++++ GIVEN ENTRIES ++++

PR #4492, opened 2018-11-11
Some trash eater tweaks and additions.

Verkister:
-Adds a bunch of new low exploitability stuff to the garbo snack menu for suggested scene/fun shenanigans. (small non-storage gear (hat/mask/glasses/gloves/shoes), PDA, headset, organs, more toys, bones, broken emags, busted circuitry, lighters, bottles, lifecrystal cases)
-The PDAs give a warning and a delay time if owned, and come with an additional confirmation popup if they also contain an ID.
-Owned PDAs cannot be ingested unless the owner is watching and connected to prevent grief.
-Excludes all uplink enabled items from ingestion to prevent abuse.
-Attempting to abuse this in order to hide or find uplinks will also notify admins about your misdeeds.
-Also excludes boots that contain stuff to prevent knife smuggling and such.

-Also fixed a bug that would cause "partially-digested" PDAs to forget the existence their IDs and thus make them unrecoverable until the PDA is deleted by gurgles. (introduced by the gradual gurgles update)
-Also reverts contamination disabling all PDA functionality (including ID ejection)


Screemonster:
if you have itemweak on, can you eat someone's PDA right in front of them without damaging it?

Because eating someone's PDA in front of them and making them climb in after it is some good teasing.

Arokha:
This is cool 'n all, but doesn't this make it basically impossible for security to strip you of these things if they brig you? Or if you have things illegally? They also have no way of knowing that you have them since we don't really have any cavity search mechanics. Like if YOU are security, or someone who's 'obtained' a high-access ID, security has no way to know that. There's just nothing in the game that lets them investigate that on you, plus no way to make you give it up without involving medical. And if there's no chemist on then you're sorta just doomed.

Arokha:
... also I believe this makes every uplink item eatable.

HungryMoth:
Doesn't eating an ID ruin it anyways? So technically you could hide a high-level ID but not to use.

I'm not saying it can't be abused at all but I feel like with some of these items an OOC ruling on things would make the RP worth it, especially since the extent of abuse would be uh, hiding a bunch of clothes inside of you?

Very-Soft:
While I agree with Scree, that scarfing PDAs in front of someone is good teasing, this is a real easy way to just let people casually shred people's IDs, being that IDs in bellies get ruined even if they're in other things. Allowing them to be eaten with garbage eater like that just seems like an easier way to allow that to happen, and I'm not super keen on that personally. 

The rest is basically fine though.

Verkister:
Uplink items have relevance here?

Arokha:
It's 'Yet Another Thing' we couldn't use in events for this reason, though, and the downstreams all use them. Either figure out a way to prevent that or remove 'em.

KasparoVy:
Flag digest_resilient for cases where certain items need to be robust against digestion? Or unsafe_consume where it'll throw a message like "no dont eat this" and prevent consumption?

Verkister:
Also we should totally give security like some sorta simple belly detector gate thingy to do a little checkup with before dumping the contraband mules or matryoshka operative teams into the storage unsupervised.

KasparoVy:
That'd be interesting. Have it up in processing attached to a display that lets you print logs as desired. But I can't quite recall how cramped for soace the area is so I'm unsure of precisely where it could go.

Verkister:
Probably gonna see if I can figure out a way to make owned PDAs edible only when the owner is watching and connected in order to prevent people just gobbling down any lost&founds or looting SSDs.

Screemonster:
iunno, this is starting to get a little too convoluted.

SpadesNeil:
nyet

KasparoVy:
BLYAT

++++

§ **INSTRUCTIONS TO FOLLOW**: Pull every line containing the string "where" out of the data above and copy it.

§ **OUTPUT**:
Flag digest_resilient for cases where certain items need to be robust against digestion? Or unsafe_consume where it'll throw a message like "no dont eat this" and prevent consumption?
That'd be interesting. Have it up in processing attached to a display that lets you print logs as desired. But I can't quite recall how cramped for soace the area is so I'm unsure of precisely where it could go.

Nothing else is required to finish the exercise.